8. Fueron filósofos y científicos los que proyectaron poco a poco el cambio cultural, generando un cuerpo de conocimientos que se condensaron en el siglo XVIII a través del pensamiento y las ideas recogidas en la “Enciclopediae”. El nuevo pensamiento moderno se recogió en la Enciclopedia 25 años antes de que la política hiciera su particular revolución en Francia. Los enciclopedistas proyectaron mental y culturalmente el cambio global. Ellos promovieron conscientemente la sustitución de la superstición y la religión por la ciencia y la razón como pilares de la nueva sociedad. Ellos proyectaron primero el catalizador ideológico y cultural del cambio social que se manifestó más tarde como catalizador del cambio político. ¿Cómo sucedió eso?.

9. Al igual que las especies, la sociedad evoluciona por muy diversas causas, y lo hace de dos modos: mediante cambios evolutivos y graduales, o mediante cambios radicales, que son transformaciones. Los cambios evolutivos son pausados y lentos, como habitualmente sucede en las especies. Los cambios radicales son agresivos y rápidos y se manifiestan normalmente en forma de ruptura violenta con el pasado y de revolución social. En mi opinión, el último cambio social de esta naturaleza es la revolución francesa del siglo XVIII, cuyas consecuencias tomaron dimensión global y se extendieron al mundo dominante de la época dando origen a una transformación social profunda que ahora podemos leer con perspectiva histórica.

10. Expongo mi teoría: los cambios radicales son el resultado de la confluencia de factores diversos (nuevas ideas, grandes desigualdades económicas y sociales, instituciones públicas inservibles, cambios tecnológicos y científicos, angustia e incertidumbre social, nuevos grupos sociales emergentes etc.) y de hechos concretos que actúan como catalizadores.
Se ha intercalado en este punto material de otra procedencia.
PR #21, opened 2023-09-26
revert platform tag

rreinoldsc:
not trivial fix to add support for arm64

I removed platform tag in previous [PR]( https://github.com/great-expectations/cloud/pull/18/files#diff-06925c091c7ca7abfba230be53583ab49f0a56b5869b8e708681a8990d3bd3e6L1), which broke docker builds on apple silicon.

This reverts the change, but also reverts us back to emulating the agent on apple silicon.

### DIFF
--- a/.github/workflows/ci.yaml
+++ b/.github/workflows/ci.yaml
@@ -9,7 +9,7 @@ jobs:
   static-analysis:
     strategy:
       matrix:
-        task: ["lint", "fmt", "type-check", "python-build", "docker --check"]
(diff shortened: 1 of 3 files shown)


.github/workflows/ci.yaml
```diff
@@ -9,7 +9,7 @@ jobs:
   static-analysis:
     strategy:
       matrix:
-        task: ["lint", "fmt", "type-check", "python-build", "docker --check"]
```
rreinoldsc, line 12: this was redundant, --check gets called below

PR #24, opened 2023-09-27
[MAINTENANCE] Make `great_expectations` dependency unbounded

cdkini:
Due to dependency resolver issues, we should accept ANY version of GX (although >=17 is actually what is required). We can resolve the versioning issues in OSS later on

### DIFF
--- a/pyproject.toml
+++ b/pyproject.toml
@@ -1,6 +1,6 @@
 [tool.poetry]
 name = "great_expectations_cloud"
-version = "0.0.4dev"
+version = "0.0.3dev1"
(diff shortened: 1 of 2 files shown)


pyproject.toml
```diff
@@ -1,14 +1,14 @@
 [tool.poetry]
 name = "great_expectations_cloud"
-version = "0.0.3dev"
+version = "0.0.4dev"
```
Kilo59, line 3:
```suggestion
version = "0.0.3dev1"
```

Kilo59 (approved):

PR #31, opened 2023-10-03
publish to pypi gx-cloud

allensallinger:
publish to pypi gx-cloud

### DIFF
--- a/.github/workflows/publish-to-pypi-gx-cloud.yaml
+++ b/.github/workflows/publish-to-pypi-gx-cloud.yaml
@@ -1,4 +1,4 @@
-name: publish-to-pypi
+name: publish-to-pypi-gx-cloud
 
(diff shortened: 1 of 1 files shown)


.github/workflows/publish-to-pypi-gx-cloud.yaml
Kilo59, line 1: How does this action know to publish to `gx-cloud` instead of `great-expectations-cloud`?

allensallinger: My current understanding is that is authenticates via the mix of an org name, a repo name and the workflow that you specify. I chose to name it a different workflow for now in case there were collisions.

Shinnnyshinshin:
Hi @allensallinger and @Kilo59 wanted to check. Is this PR still needed?

wookasz:
this is over a year old, closing it as stale

PR #41, opened 2023-10-20
Add version bump developer `invoke` task

Kilo59:
Add task for bumping the poetry/pypi version

- [Add `tomlkit` dev dependency ](https://tomlkit.readthedocs.io/en/latest/)for reading/writing from `.toml` files
  - `tomli-w` does not  (as of now) preserve formatting or comments, so not a good choice for this task

```console
$ invoke version-bump --help
Usage: inv[oke] [--core-opts] version-bump [--options] [other tasks here ...]

Docstring:
  Bump project version.

Options:
  -p, --pre        Bump the pre-release version (Default)
  -s, --standard   Bump the non pre-release micro version
```

### DIFF
--- a/pyproject.toml
+++ b/pyproject.toml
@@ -36,8 +36,7 @@ pytest-icdiff = "*"
 pytest-mock = "*"
 responses = "^0.23.1"
 ruff = "^0.1.0"
-tomli = "^2.0.1"
-tomli-w = "^1.0.0"
+tomlkit = "^0.12.1"
 typing_extensions = ">=4.4.0"
 
 [tool.poetry.scripts]
--- a/pyproject.toml
+++ b/pyproject.toml
@@ -2,7 +2,7 @@
 name = "great_expectations_cloud"
 version = "0.0.3dev5"
 description = "Great Expectations Cloud"
-authors = ["Your Name <you@example.com>"]
+authors = ["The Great Expectations Team <team@greatexpectations.io>"]
 readme = "README.md"
 license = "Apache-2.0"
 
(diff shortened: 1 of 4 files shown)


tasks.py
```diff
@@ -90,7 +120,79 @@ def build(ctx: Context) -> None:
         "-t",
         "greatexpectations/agent",
         "-f",
-        DOCKERFILE_PATH,
+        str(DOCKERFILE_PATH),
```
Kilo59, line 123:
```suggestion
        DOCKERFILE_PATH,
```

pyproject.toml
```diff
@@ -1,8 +1,8 @@
 [tool.poetry]
 name = "great_expectations_cloud"
-version = "0.0.3dev5"
```
Kilo59, line 3: Explicitly adding the `.` between the `micro` and `pre-release` components.
https://pypi.org/project/great-expectations-cloud/0.0.3.dev5/

allensallinger (approved):
A few questions though. For major or minor releases will those be done manually? And do we want to have this as part of CI so releases are cut automatically or will this be a manual step as well?

tasks.py
Kilo59, line 1: >A few questions though. For major or minor releases will those be done manually?

Yes, major version releases would be done manually.


> And do we want to have this as part of CI so releases are cut automatically or will this be a manual step as well?

Eventually yes. Although I think this should be lower priority than other things we need like...
1. automatic changelogs
2. creating Github releases
3. Coming up with Docker tagging/release strategy for pre-releases

PR #44, opened 2023-10-23
Release 0.0.3

Kilo59:
Fix pre-release -> standard release logic.

The next release after a pre-release is a non-pre-release version.
```
0.0.1.dev1 -> 0.0.1 -> 0.0.2.dev0 -> 0.0.2dev1 -> 0.0.2
```

Followup to
 - https://github.com/great-expectations/cloud/pull/41

### Note
The actual `0.0.3` release could be cut separately if desired.

### DIFF
--- a/pyproject.toml
+++ b/pyproject.toml
@@ -2,6 +2,8 @@
 name = "great_expectations_cloud"
 version = "0.0.3"
 description = "Great Expectations Cloud"
+repository = "https://github.com/great-expectations/cloud"
+homepage = "https://greatexpectations.io"
 authors = ["The Great Expectations Team <team@greatexpectations.io>"]
 readme = "README.md"
 license = "Apache-2.0"
--- a/pyproject.toml
+++ b/pyproject.toml
@@ -1,6 +1,6 @@
 [tool.poetry]
 name = "great_expectations_cloud"
-version = "0.0.3.dev8"
+version = "0.0.3"
 description = "Great Expectations Cloud"
 authors = ["The Great Expectations Team <team@greatexpectations.io>"]
 readme = "README.md"
--- a/pyproject.toml
+++ b/pyproject.toml
@@ -2,8 +2,6 @@
 name = "great_expectations_cloud"
 version = "0.0.3"
 description = "Great Expectations Cloud"
-repository = "https://github.com/great-expectations/cloud"
-homepage = "https://greatexpectations.io"
 authors = ["The Great Expectations Team <team@greatexpectations.io>"]
 repository = "https://github.com/great-expectations/cloud"
 homepage = "https://greatexpectations.io"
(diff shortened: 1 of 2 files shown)


pyproject.toml
```diff
@@ -1,6 +1,6 @@
 [tool.poetry]
 name = "great_expectations_cloud"
-version = "0.0.3.dev8"
+version = "0.0.3"
```
Kilo59, line 3: This would make this the first version full/non-pre-release version.
I'm happy to change this back to a pre-release if we don't think we are ready.
But I wanted to get the logging changes into `great_expectations[cloud]` installs.

tasks.py
```diff
@@ -141,13 +141,18 @@ def _get_latest_version() -> Version:
...
     if not pre_release:
-        # standard release
-        new_version = Version(f"{version_.major}.{version_.minor}.{version_.micro + 1}")
+        # standard release - remove the dev component if it exists
+        if version_.dev:
+            new_version = Version(f"{version_.major}.{version_.minor}.{version_.micro}")
+        else:
+            new_version = Version(f"{version_.major}.{version_.minor}.{version_.micro + 1}")
     elif version_.dev:
+        # bump and existing pre-release version
```
Kilo59, line 150:
```suggestion
        # bump an existing pre-release version
```

tasks.py
```diff
@@ -141,13 +141,18 @@ def _get_latest_version() -> Version:
...
         new_version = Version(
-            f"{version_.major}.{version_.minor}.{version_.micro}.dev{version_.dev + 1}"
+            f"{version_.major}.{version_.minor}.{version_.micro}.dev{version_.dev + 0}"
         )
     else:
+        # create the first pre-release version
         new_version = Version(f"{version_.major}.{version_.minor}.{version_.micro}.dev1")
```
Kilo59, line 156:
```suggestion
        new_version = Version(f"{version_.major}.{version_.minor}.{version_.micro}.dev0")
```

tasks.py
```diff
@@ -141,13 +141,18 @@ def _get_latest_version() -> Version:
 
 def _bump_version(version_: Version, pre_release: bool) -> Version:
     if not pre_release:
-        # standard release
-        new_version = Version(f"{version_.major}.{version_.minor}.{version_.micro + 1}")
+        # standard release - remove the dev component if it exists
+        if version_.dev:
+            new_version = Version(f"{version_.major}.{version_.minor}.{version_.micro}")
```
allensallinger, line 146: Is this var still in scope when it is referenced below since it is not first available outside the if/else statements. And did you test this locally first?

Kilo59: It's not in scope in the else blocks but each block is creating initializing a `new_version` object.
`mypy` would catch it if I was forgetting a case and not returning a `Version` object.

Yes I've tested it locally.

The reason I'm changing it isn't because the function didn't work but because it was doing the wrong thing.
For example `0.0.3dev1` comes before `0.0.3`, not after it.

allensallinger (approved):

PR #46, opened 2023-10-24
Ruff formatter

Kilo59:
Adopt the `ruff` formatter and drop `black`

https://astral.sh/blog/the-ruff-formatter


wookasz (changes requested):
Let's figure out which tools we'd like to use, and use them uniformly across our repositories to avoid cognitive overhead.

Kilo59:
@wookasz 
I'm proposing that we switch to using `ruff` `format` uniformly.
Assuming no one objects and nothing unexpected pops up in the attempt to adopt it here.
Do you have a specific objection to switching to the `ruff` formatter?

Developers will likely not even notice the difference.

1. If developers have the `pre-commit` hooks installed the formatting is applied automatically when committing code.
2. If developers are using `invoke fmt` the only difference is `invoke` calls `ruff format` instead of `black`
3. If developers don't use either and misformat something the pre-commit CI will push a fix to the branch automatically.

AFAIK the only case where a developer workflow would change is if they are manually running `black` from the CLI after every change.

wookasz (approved):

poetry.lock
```diff
@@ -1,4 +1,4 @@
-# This file is automatically @generated by Poetry 1.6.1 and should not be changed by hand.
+# This file is automatically @generated by Poetry 1.7.0 and should not be changed by hand.
```
Kilo59, line 1: Using a new version of `poetry` here.

PR #64, opened 2015-01-22
removed redundant condition in ScoreDirectorFactoryConfig

snurkabill:
IDE (and I when writing tests) had found this piece of code redundant.

### DIFF
--- a/optaplanner-core/src/main/java/org/optaplanner/core/config/score/director/ScoreDirectorFactoryConfig.java
+++ b/optaplanner-core/src/main/java/org/optaplanner/core/config/score/director/ScoreDirectorFactoryConfig.java
@@ -247,7 +247,7 @@ public class ScoreDirectorFactoryConfig {
                     + ") or bendableSoftLevelsSize (" + bendableSoftLevelsSize + ").");
         }
         if (scoreDefinitionClass != null) {
-            if (scoreDefinitionType != null || bendableHardLevelsSize != null || bendableSoftLevelsSize != null) {
+            if (scoreDefinitionType != null) {
                 throw new IllegalStateException("With scoreDefinitionClass (" + scoreDefinitionClass
                         + ") there must be no scoreDefinitionType (" + scoreDefinitionType
                         + ") or bendableHardLevelsSize (" + bendableHardLevelsSize


optaplanner-core/src/main/java/org/optaplanner/core/config/score/director/ScoreDirectorFactoryConfig.java
```diff
@@ -247,7 +247,7 @@ public ScoreDefinition buildScoreDefinition() {
                     + ") or bendableSoftLevelsSize (" + bendableSoftLevelsSize + ").");
         }
         if (scoreDefinitionClass != null) {
-            if (scoreDefinitionType != null || bendableHardLevelsSize != null || bendableSoftLevelsSize != null) {
```
ge0ffrey: I don't understand why this is a redundant condition (at least with the code on master, I am seeing this on line 262, not on line 250, please "git pull --rebase" master to confirm.

Here's a config I believe should trigger this fail fast error and wouldn't without the change:

    <scoreDirectorFactory>
        <scoreDefinitionClass>MyCustomDef</>
        <bendableHardLevelsSize>4</>
    </>

Ps: if it's redundant, then the IllegalStateException should probably be adjusted to not mention bendableHardLevelsSize.

snurkabill:
======= reproducer ======= 

ScoreDirectorFactoryConfig factory = new ScoreDirectorFactoryConfig();
            factory.setScoreDefinitionClass(SimpleScoreDefinition.class);
            // 1.
            //factory.setScoreDefinitionType(ScoreDefinitionType.SIMPLE);
            // 2.
            //factory.setBendableHardLevelsSize(2);
            factory.buildScoreDefinition();

try to run reproducer with 1. and then with 2. line. with 1. line you get IllegalStateException(), with 2. line you get IllegalArgumentException().

It is not dependent on ScoreDefinitionClass at all. Point is, that  "bendableHardLevelsSize != null || bendableSoftLevelsSize != null" is alwyas false, because it was already checked in previous conditions. 

tested with latest master branch.

ge0ffrey:
Agreed, thanks for clarification :)
The bendableHardLevelsSize and bendableSoftLevelsSize nullcheck is redundant. Removing it as proposed and it's reference in the error message itself too.
Also improving error message of the first check to make more sense.
Also changing the IllegalStateException into a IllegalArgumentException, as that's more appropriate.
Adding a unit test to check the good path (no checks yet on config errors).

I won't merge this PR, but I 'll give you credit for that commit :)

ge0ffrey:
Manually merged: 
  http://github.com/droolsjbpm/optaplanner/commit/e43e55ff6

snurkabill:
np, I am glad I could help :)

PR #68, opened 2015-02-27
Redundant condition

snurkabill:
there are redundant ternary operators in NearbySelectionConfig


manstis:
I'm not an OptaPlanner developer so will wait for Geoffrey de Smet.. but the data-type is an Integer and there's no check for it being null prior to the lines you're changing so why is the null check a redundant term?

snurkabill:
https://github.com/snurkabill/optaplanner/blob/redundancy2/optaplanner-core/src/main/java/org/optaplanner/core/config/heuristic/selector/common/nearby/NearbySelectionConfig.java#L197

on this line, we determine if linear distribution is enabled. and then we have condition: 

 } else if (linearDistributionEnabled) {
           int sizeMaximum = linearDistributionSizeMaximum == null ? Integer.MAX_VALUE : linearDistributionSizeMaximum;

where "linearDistributionSizeMaximum == null" is redundant, because the information is already stored in linearDistributionEnabled boolean value.

ge0ffrey:
Agreed. Good found (there might be more valid ones in findbugs or IntelliJ inspection, keep any you think are valid coming).
But I need to add support for nearbySelectionType (which I will do now on master so we're not stuck in a limbo state), which will make that null check required. Once that's pushed, I 'll reference that commit here and I 'll close this PR without merging.

ge0ffrey:
Fixed alternatively, by adding NearbySelectionDistributionType:
  https://github.com/droolsjbpm/optaplanner/commit/cb288f817f048f90ad8037f3d93503873605c758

Además el cambio radical nunca llega de repente. Se anuncia mediante sucesivos intentos, como esas olas que cada vez se notan más grandes y fuertes, hasta que una de ellas salta los diques de contención y destruye los barcos del puerto. Así sucedió en la revolución francesa. La ola gigante de 1789 que desbarató el puerto de la aristocracia y los barcos del antiguo régimen fue precedida de pequeñas olas de descontento social con el régimen absolutista, un régimen de transición en el que los privilegiados (monarca, clero y nobleza) ya sentían la llegada del cambio, pero se resistían a abrirle las puertas a los no privilegiados (burgueses, campesinos y clases populares urbanas). ¿Y el catalizador del cambio?.

11. Los factores de cambio social y cultural estaban ya presentes en la sociedad estamental, pero necesitaban un catalizador. A destacar, por la similitud con la situación actual, que el desencadenante del hecho catalizador fue una crisis financiera aguda. La monarquía francesa necesitaba más recursos económicos que sólo podía obtener mediante una reforma fiscal. Esta reforma pasaba por obligar a los privilegiados (aristocracia y clero) a pagar impuestos, a lo que estos se negaron y exigieron a Luis XVI la convocatoria de los Estados Generales. Visto en perspectiva, ese fue el momento histórico que catalizó la revolución. El Tercer Estado, el de los no privilegiados, aprovechó esa convocatoria para exigir del monarca francés dos reivindicaciones que cambiaban toda la estructura del poder existente en la vieja sociedad: un hombre un voto, y la soberanía reside en el pueblo, cuya expresión eran los Estados Generales. Los privilegiados se negaron, con el Rey al frente, y los líderes burgueses pusieron en marcha el cambio revolucionario. Ya nada fue igual desde entonces. ¿Qué podemos aprender del pasado?.

12. La transformación política, social y económica del siglo XVIII, que los occidentales reconocemos como “revolución francesa”, nos enseña algunas reglas sencillas que debemos tener en cuenta para el futuro.
Regla 1.- La transformación se produce en un momento histórico determinado, pero sus causas se acumulan en el tiempo.
Regla 2.- Los privilegiados de un régimen socio-económico determinado nunca entregan voluntariamente el poder sobre el régimen a los no privilegiados. Ni siquiera aceptan compartirlo.
Regla 3.- Los privilegios tienden a solidificar el régimen socio-económico dominante más que a hacerlo evolucionar. Esa es la causa profunda de la transformación.
Regla 4.- La transformación necesita un pensamiento nuevo que la divulgue, un malestar general que la apoye, un grupo social que la lidere y una fuerza que la organice.
Regla 5.- En todas las transformaciones, el caos, la confusión y la desorientación se hacen presentes en algún momento. De no ser así, serían cambios evolutivos, no transformaciones.
¿Y la fuerza de la violencia?. ¿Qué relación hay entre violencia y transformación?. Una posible respuesta a esta pregunta la daremos al analizar el presente.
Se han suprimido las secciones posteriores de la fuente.